PR #5874, opened 2026-07-30
fix(core): Report no-op executor tasks as cancelled

runningcode:
## :scroll: Description

`NoOpSentryExecutorService` returned `new FutureTask<>(() -> null)` from `submit`/`schedule` — a task that is never run and never cancelled. Callers had no way to distinguish it from a genuinely queued task: `isCancelled()` and `isDone()` both stay `false` forever, and `get()` blocks until its timeout.

It now returns an already-cancelled `Future`, matching what `SentryExecutorService` already does when its work queue is full. `CancelledFuture` moves out of `SentryExecutorService` into a shared package-private class, and `ISentryExecutorService` documents the requirement so future implementations honour it.

No public API change — `CancelledFuture` is package-private and no existing signature changed shape, so `.api` files are untouched.

Found [by cursor here](https://github.com/getsentry/sentry-java/pull/5791#discussion_r3681990250). That PR's `PersistingScopeObserver` uses `future.isCancelled()` to detect a flush task the executor dropped, and releases its `hasPendingFlush` latch when it sees one. Against a no-op executor the latch would be set with no task to ever clear it, silently stopping scope persistence for the rest of the process.

That is not a reachable bug today because the observer is only installed after `options.activate()` has swapped in a real executor so this more to prevent regressions in the future. But `setExecutorService` is public, and the contract the caller relies on was never written down anywhere. Fixing it here, off `main`, keeps #5791 focused and makes the guarantee available to any other caller that wants to check whether its task was accepted.

Tests pass

## :pencil: Checklist

## :crystal_ball: Next steps

#5791 builds on this guarantee for its scope-write batching.

### DIFF
--- a/CHANGELOG.md
+++ b/CHANGELOG.md
@@ -7,7 +7,7 @@
 - Avoid a CPU busy-loop when recording discarded log or metric envelopes under rate limiting ([#5835](https://github.com/getsentry/sentry-java/pull/5835))
   - `ClientReportRecorder` now reads the item count from the envelope item header instead of deserializing the payload, which under sustained rate limiting could pin CPU cores while repeatedly throwing exceptions
 - Report tasks handed to a no-op `ISentryExecutorService` as cancelled ([#5874](https://github.com/getsentry/sentry-java/pull/5874))
-  - `NoOpSentryExecutorService` returned a `Future` that was never run and never cancelled, so callers could not tell a dropped task from a queued one and `get()` would block until its timeout
+  - `NoOpSentryExecutorService` previously returned a `Future` that was never run and never cancelled, so callers could not tell a dropped task from a queued one and `get()` would block until its timeout
 
 ### Performance
 
--- a/CHANGELOG.md
+++ b/CHANGELOG.md
@@ -6,6 +6,8 @@
 
 - Avoid a CPU busy-loop when recording discarded log or metric envelopes under rate limiting ([#5835](https://github.com/getsentry/sentry-java/pull/5835))
   - `ClientReportRecorder` now reads the item count from the envelope item header instead of deserializing the payload, which under sustained rate limiting could pin CPU cores while repeatedly throwing exceptions
+- Report tasks handed to a no-op `ISentryExecutorService` as cancelled ([#5874](https://github.com/getsentry/sentry-java/pull/5874))
+  - `NoOpSentryExecutorService` returned a `Future` that was never run and never cancelled, so callers could not tell a dropped task from a queued one and `get()` would block until its timeout
 
 ### Performance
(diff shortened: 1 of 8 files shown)


markushi (approved):
LGTM!

sentry/src/main/java/io/sentry/ISentryExecutorService.java
```diff
@@ -6,15 +6,23 @@
 import org.jetbrains.annotations.ApiStatus;
 import org.jetbrains.annotations.NotNull;
 
-/** Sentry Executor Service that sends cached events and envelopes on App. start. */
+/**
+ * Sentry Executor Service that sends cached events and envelopes on App. start.
```
0xadam-brown:
```suggestion
 * Sentry Executor Service that sends cached events and envelopes on App start.
```

sentry/src/main/java/io/sentry/ISentryExecutorService.java
```diff
@@ -6,15 +6,23 @@
...
+ *
+ * <p>Implementations that drop a task instead of running it — a no-op service, a full work queue —
+ * must report that through the returned {@link Future}: either throw {@link
+ * RejectedExecutionException} or return a Future that is already cancelled. Callers rely on this to
```
0xadam-brown:
```suggestion
 * RejectedExecutionException} or return a {@link CancelledFuture}. Callers rely on this to
```

CHANGELOG.md
```diff
@@ -6,6 +6,8 @@
 
 - Avoid a CPU busy-loop when recording discarded log or metric envelopes under rate limiting ([#5835](https://github.com/getsentry/sentry-java/pull/5835))
   - `ClientReportRecorder` now reads the item count from the envelope item header instead of deserializing the payload, which under sustained rate limiting could pin CPU cores while repeatedly throwing exceptions
+- Report tasks handed to a no-op `ISentryExecutorService` as cancelled ([#5874](https://github.com/getsentry/sentry-java/pull/5874))
+  - `NoOpSentryExecutorService` returned a `Future` that was never run and never cancelled, so callers could not tell a dropped task from a queued one and `get()` would block until its timeout
```
0xadam-brown:
```suggestion
  - `NoOpSentryExecutorService` previously returned a `Future` that was never run and never cancelled, so callers could not tell a dropped task from a queued one and `get()` would block until its timeout
```

0xadam-brown (approved):
Nice! A few optional nits; otherwise lgtm pending fix of [the SentryBot issue](https://github.com/getsentry/sentry-java/pull/5874#discussion_r3682405988).

PR #5875, opened 2026-07-30
perf(core): Use build-time class availability

romtsn:
## :scroll: Description

Allow `LoadClass.isClassAvailable` to use class-availability results supplied by build tooling before falling back to `Class.forName`. The lookup map is nullable and private, so applications without compatible tooling keep the existing reflection behavior.

Android SDK initialization probes optional integrations reflectively. Build tooling already knows whether their owning modules are present, so it can avoid those runtime checks.

Refs [JAVA-654](https://linear.app/getsentry/issue/JAVA-654/move-reflection-checks-to-compile-time)

- `./gradlew :sentry:test --tests '*LoadClassTest*'`
- Pixel 2 XL microbenchmark: map construction and lookups were about 160× faster than the equivalent absent-heavy 11-class reflection batch.
- In the absent-heavy startup macrobenchmark, SDK initialization was 1.08% faster and full startup was 0.88% faster, though variance exceeded the measured delta. The representative 10-present/1-absent case showed no measurable improvement.

## :pencil: Checklist

## :crystal_ball: Next steps

[getsentry/sentry-android-gradle-plugin#1375](https://github.com/getsentry/sentry-android-gradle-plugin/pull/1375) injects the build-time results.

#skip-changelog

### DIFF
--- a/sentry/src/main/java/io/sentry/util/LoadClass.java
+++ b/sentry/src/main/java/io/sentry/util/LoadClass.java
@@ -13,7 +13,7 @@ import org.jetbrains.annotations.Nullable;
 public class LoadClass {
 
   // Populated by the Sentry Android Gradle plugin for class names it can resolve at build time.
-  private static @Nullable Map<String, Boolean> classAvailability;
+  static @Nullable Map<String, Boolean> classAvailability;
 
   /**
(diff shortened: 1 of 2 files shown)


runningcode (approved):
Seems simple enough!

PR #5880, opened 2026-07-30
fix(app-start): Fix detection of foreground app start

### LINKED ISSUE #4693: Long ui.load transactions exceeding deadlineTimeout for Android Activities
### Integration

sentry-android

### Build System

Gradle

### AGP Version

5.9.0

### Proguard

Enabled

### Version

8.19.1

### Steps to Reproduce

Customer is seeing long ui.load traces that **exceed** the default `deadlineTimeout` defined (30s) 

### Expected Result

Transaction duration should not exceed the defined `deadlineTimeout`

### Actual Result

In certain cases, we're seeing transaction duration exceed `deadlineTimeout`

Some common observations:
- All suspicious long transactions that are ui.load have a `Activity.onStart` but not a `Activity.onCreate`
- None of the suspicious long transactions have a `app.start.cold` span or a `app.start.warm` span

Considering the above, the issue might be that the app goes to the BG before the deadline (and before any other spans are opened) and then it resumes from BG and closes out the open span like an hour later. This could happen if the process starts, but the Activity never gets through onCreate/onStart.

markushi:
## Description

Pre Android 15, `AppStartMetrics.appLaunchedInForeground` uses a `LazyEvaluator<Boolean>` that only
evaluated `ContextUtils.isForegroundImportance()` on the first read. Since the read can happen at a later point in time, e.g. during `Activity.onCreate()` the process importance might have changed by now, and we incorrectly detect foreground / background starts - causing long app starts.

This PR changes the behavior, and we now immediately evaluate the foreground flag. This will make foreground/background app starts pre Android 15 more correct, at the cost of an extra binder call via `ContextUtils.isForegroundImportance()`.

Fixes https://github.com/getsentry/sentry-java/issues/4693 (pre Android 15)

Unit Tests.

## :pencil: Checklist

### DIFF
--- a/sentry-android-core/src/main/java/io/sentry/android/core/performance/AppStartMetrics.java
+++ b/sentry-android-core/src/main/java/io/sentry/android/core/performance/AppStartMetrics.java
@@ -534,7 +534,7 @@ public class AppStartMetrics extends ActivityLifecycleCallbacksAdapter {
         }
       }
     }
-    // Fallback, if not matching ApplicationStartInfo is available
+    // Fallback, if no matching ApplicationStartInfo is available
     if (appLaunchedInForeground == null) {
       appLaunchedInForeground = ContextUtils.isForegroundImportance();
     }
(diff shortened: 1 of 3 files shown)


sentry-android-core/src/main/java/io/sentry/android/core/performance/AppStartMetrics.java
```diff
@@ -543,6 +534,10 @@ public void registerLifecycleCallbacks(final @NotNull Application application) {
         }
       }
     }
+    // Fallback, if not matching ApplicationStartInfo is available
```
0xadam-brown:
```suggestion
    // Fallback, if no matching ApplicationStartInfo is available
```

0xadam-brown (approved):
Nice!

Approving pending addition of the CHANGELOG entry 👍

PR #5883, opened 2026-08-03
fix(android): Reduce SQLite cursor SDK crash false-positives

0xadam-brown:
## :scroll: Description

PR helps us avoid incorrectly attributing host app SQLite crashes to the Sentry SDK in situations where a pass-through cursor method shows up in the crash stack trace. 

In particular, it replaces Kotlin interface delegation in SentryCrossProcessCursor in favor of Android's CursorWrapper. That keeps lazy-query span instrumentation on getCount, onMove, and fillWindow, but avoids generating Sentry-owned methods like getString for pass-through cursor calls.

Reduces false-positive crash rates associated with the Sentry Android SDK. Something we saw a lot of in 8.44.1 and 8.43.3, as mentioned [here](https://sentry.slack.com/archives/G01PW6HRQNN/p1785748167877479?thread_ts=1785741441.590429&cid=G01PW6HRQNN).

## :pencil: Checklist

## :crystal_ball: Next steps

 #skip-changelog

### DIFF
--- a/sentry-android-sqlite/src/main/java/io/sentry/android/sqlite/SentryCrossProcessCursor.kt
+++ b/sentry-android-sqlite/src/main/java/io/sentry/android/sqlite/SentryCrossProcessCursor.kt
@@ -2,20 +2,20 @@ package io.sentry.android.sqlite
 
 import android.database.CrossProcessCursor
 import android.database.CursorWindow
+import android.database.CursorWrapper
 
 /*
  * SQLiteCursor executes the query lazily, when one of getCount() and onMove() is called.
  * Also, by docs, fillWindow() can be used to fill the cursor with data.
  * So we wrap these methods to create a span.
- * SQLiteCursor is never used directly in the code, but only the Cursor interface.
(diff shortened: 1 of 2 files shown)


runningcode (approved):
I didn't know about `CursorWrapper` Nice find! Are there other place we should apply this to?

0xadam-brown:
> I didn't know about `CursorWrapper` Nice find! Are there other place we should apply this to?

This is the only spot. The other SQLite wrappers don't have a framework Wrapper equivalent, so we're out of luck as far as this trick is concerned.

The bigger false-positive volume is on instrumented OpenHelper/Database paths, which need SDKCD ignore rules rather than another wrapper change. I've created a branch for that ([link](https://github.com/getsentry/sentry/tree/fix/android-sqlite-sdkcd-false-positives)), but I'm reluctant to do anything about it because we need to rely on a heuristic that risks suppressing real crashes triggered by us (eg, a Sentry wrapper reuses a closed statement or cursor).

PR #5886, opened 2026-08-04
fix(android): Defer frame metrics reflection during init

0xadam-brown:
## :scroll: Description

Moves Choreographer private field lookup out of the frame metrics collector constructor so that `Sentry.init()` doesn't synchronously perform framework reflection. Helps us reduce the likelihood of another common class of init ANRs (see [here](https://sentry.sentry.io/issues/6138715212/?project=4506812075540480&referrer=seer.agent.in-chat-link)).

We've seen 583k ANR events involving the SentryFrameMetricsCollector across 257 affected users since November 2024 ([link](https://sentry.sentry.io/issues/6138715212/?referrer=seer.agent.in-chat-link)), making it the highest-volume SDK-caused ANR we track. 

Those numbers got lots better thanks to @runningcode's fix in [#5641](https://github.com/getsentry/sentry-java/pull/5641): events peaked at ~12k per 3-day window in June 2026, then dropped sharply to (a fairly consistent) ~4k/3d. But the reflection this PR addresses continues to contribute to those remaining ANRs across all SDK versions, including the newest ones.

### Any behavior changes?

Behavior change from the user's perspective should be nonexistant in most cases, and minor in the worst case. 

The choreographer and choreographerLastFrameTimeField properties are still initialized by a main-thread Handler post made during collector construction, before later startCollection() calls post frame-listener registration work to the same main looper. Since those main looper tasks run in order, the Choreographer fallback should be populated before any collected frame or pending-frame interpolation normally needs it. If it's not ready yet, the failure mode is a missed/less precise first pending-frame calculation rather than a crash.

Unit tests + manual smoke tests on Android sample app.

## :pencil: Checklist

### DIFF
--- a/sentry-android-core/src/main/java/io/sentry/android/core/internal/util/SentryFrameMetricsCollector.java
+++ b/sentry-android-core/src/main/java/io/sentry/android/core/internal/util/SentryFrameMetricsCollector.java
@@ -56,8 +56,8 @@ public final class SentryFrameMetricsCollector implements Application.ActivityLi
   private final WindowFrameMetricsManager windowFrameMetricsManager;
 
   private @Nullable Window.OnFrameMetricsAvailableListener frameMetricsAvailableListener;
-  private @Nullable Choreographer choreographer;
-  private @Nullable Field choreographerLastFrameTimeField;
+  private volatile @Nullable Choreographer choreographer;
+  private volatile @Nullable Field choreographerLastFrameTimeField;
   private long lastFrameStartNanos = 0;
   private long lastFrameEndNanos = 0;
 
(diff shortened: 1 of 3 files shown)


sentry-android-core/src/main/java/io/sentry/android/core/internal/util/SentryFrameMetricsCollector.java
```diff
@@ -126,27 +126,24 @@ public SentryFrameMetricsCollector(
     // Most considerations regarding timestamps of frames are inspired from JankStats library:
```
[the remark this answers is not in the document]
0xadam-brown: Untouched by this PR. Leaving as-is.

sentry-android-core/src/main/java/io/sentry/android/core/internal/util/SentryFrameMetricsCollector.java
```diff
@@ -56,8 +56,8 @@ public final class SentryFrameMetricsCollector implements Application.ActivityLi
   private final WindowFrameMetricsManager windowFrameMetricsManager;
 
   private @Nullable Window.OnFrameMetricsAvailableListener frameMetricsAvailableListener;
-  private @Nullable Choreographer choreographer;
-  private @Nullable Field choreographerLastFrameTimeField;
+  private volatile @Nullable Choreographer choreographer;
```
runningcode, line 59: If we only ever access these from the main thread why do we need to add `volatile` here?

runningcode (approved):
Looks good with one nit! Thanks for taking this further!

sentry-android-core/src/main/java/io/sentry/android/core/internal/util/SentryFrameMetricsCollector.java
0xadam-brown: Good question! Because after this PR we now assign those fields on the main thread but read from another thread (via `getLastKnownFrameStartTimeNanos()`, which is reached from the frame metrics callback registered with our background handler). (Before they were assigned and read from the same.)

I've updated the inline comment to be more precise about the fact that we're initializing the choreographer out of the init path, rather than using the previous "accessed on the main thread" language 👍

PR #5888, opened 2026-08-04
fix(android): Prevent duplicated breadcrumbs on tombstone-merged events

lucas-zimerman:
## :scroll: Description
Tombstone-merged native crash events already carry their own breadcrumb history captured at crash time. `ApplicationExitInfoEventProcessor.setBreadcrumbs()` was unconditionally appending disk-persisted scope breadcrumbs on top, duplicating overlapping entries (`navigation`, `device.event`, `ui.click`, etc.).

Root cause of getsentry/sentry-dart#3856 — `TombstoneMerged` events on Android showed duplicated breadcrumbs compared to the regular `signalhandler` event for the same crash.

`ApplicationExitInfoEventProcessor` backfills persisted scope data onto `Backfillable` events (ANR and Tombstone). Every other field it backfills only fills in what's missing, but `setBreadcrumbs` blindly `addAll`'d the persisted list even when the event already had its own breadcrumbs. ANR events never hit this branch (they always start breadcrumb-less), but Tombstone-merged events reuse the native SDK's own captured event, which already has breadcrumbs — so the persisted, overlapping list got appended on top.

Fix mirrors the existing guard in `SentryClient.applyScope()` for `Cached` native events: skip the backfill when the event already carries breadcrumbs.

Linear: JAVA-627, DART-429

- Added a regression test simulating a tombstone-merged event (pre-existing breadcrumbs + overlapping persisted breadcrumbs) asserting no duplication.
- Updated an existing test that had locked in the buggy merge-and-duplicate behavior.
- `./gradlew :sentry-android-core:testReleaseUnitTest --tests "*ApplicationExitInfoEventProcessorTest*"` — all 50 tests pass.
- `./gradlew spotlessApply apiDump` — clean, no public API surface changed (private method).

## :pencil: Checklist

## :crystal_ball: Next steps
Open against `getsentry/sentry-java` once ready.


lucas-zimerman:
The fix seems simple, and it kinda is, both capture event and add breadcrumbs are being asynchronously sent to the NDK layer, so at the end, they end up duplicated when checked.


Here is a sample event before the patch: https://sentry-sdks.sentry.io/issues/7652870323/events/8c52a48aa88c4060366c04557a092f4d/?project=5428562&referrer=discover-events-table
And one after: https://sentry-sdks.sentry.io/issues/7652870323/?project=5428562&query=is%3Aunresolved&referrer=issue-stream 


Also since both observers on Native are async, I thought we would lose some breadcrumb, but by doing some testing on a 10ms loop, it seems like there were no missing breadcrumbs.
Example event with the breadcrumb loop before the changes: https://sentry-sdks.sentry.io/issues/7652870323/events/068f90dcbf0c4d6e6e24f160327e4919/?project=5428562&referrer=discover-events-table

Happy to do a sanity check on merging the breadcrumbs if necessary.

sentry-android-core/src/main/java/io/sentry/android/core/ApplicationExitInfoEventProcessor.java
```diff
@@ -356,9 +356,9 @@ private void setBreadcrumbs(final @NotNull SentryBaseEvent event) {
     }
     if (event.getBreadcrumbs() == null) {
```
romtsn: `m`: wondering if we should now introduce a check for `event.getBreadcrumbs().isEmpty()` and still prefer the persisted breadcrumbs if the event's ones are empty? Or would it sacrifice correctness and we'd append the persisted breadcrumbs which are irrelevant?

romtsn: if we do that here, probably good to do the same in `SentryClient.applyScope`

sentry-android-core/src/main/java/io/sentry/android/core/ApplicationExitInfoEventProcessor.java
romtsn, line 359: `l`: theoretically we could skip reading from disk (=unnecessary I/O + they would be discarded later anyway) if we know the event already has breadcrumbs and return early?

romtsn (approved):
couple of comments, but none of them are blocking, still needs a changelog entry. 

I think we're good with this approach, merging + deduplicating would likely be fragile (due to timestamps losing precision during ser/deser, etc.), but we could keep it in mind if someone ever complains about missing crumbs

sentry-android-core/src/main/java/io/sentry/android/core/ApplicationExitInfoEventProcessor.java
lucas-zimerman: Good point, added on SentryClient here 3b6a1d2

sentry-android-core/src/main/java/io/sentry/android/core/ApplicationExitInfoEventProcessor.java
lucas-zimerman: That's a good point indeed! Avoided some I/O here 3b6a1d2

CHANGELOG.md
```diff
@@ -22,6 +26,7 @@
 
 ### Fixes
 
+- Prevent duplicated breadcrumbs on tombstone-merged native crash events ([#5888](https://github.com/getsentry/sentry-java/pull/5888))
```
lucas-zimerman: Duplicated from the merge conflict
```suggestion
```

lucas-zimerman:
@romtsn  could you do a final check here?

romtsn (approved):
looks good!

PR #5935, opened 2026-08-11
perf(core): Store performance measurements as primitives

runningcode:
## :scroll: Description

While a transaction or profile chunk is running, `DefaultCompositePerformanceCollector` collects performance data every 100ms for up to 30 seconds (~300 samples per transaction). Every sample allocated a box per measurement — 2 per sample on Android, ~600 per 30s transaction.

The fields are now primitives with an explicit presence flag, and consumers call `hasUsedHeapMemory()` etc. instead of null-checking.

Reduce boxing and improve performance.

Unit tests pass

## :pencil: Checklist


romtsn (approved):
clever!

* * * * * * *

# TASK DESCRIPTION
Would you filter the records and copy out each line containing "find"?

# OUTPUT OF THE EXERCISE
I didn't know about `CursorWrapper` Nice find! Are there other place we should apply this to?
> I didn't know about `CursorWrapper` Nice find! Are there other place we should apply this to?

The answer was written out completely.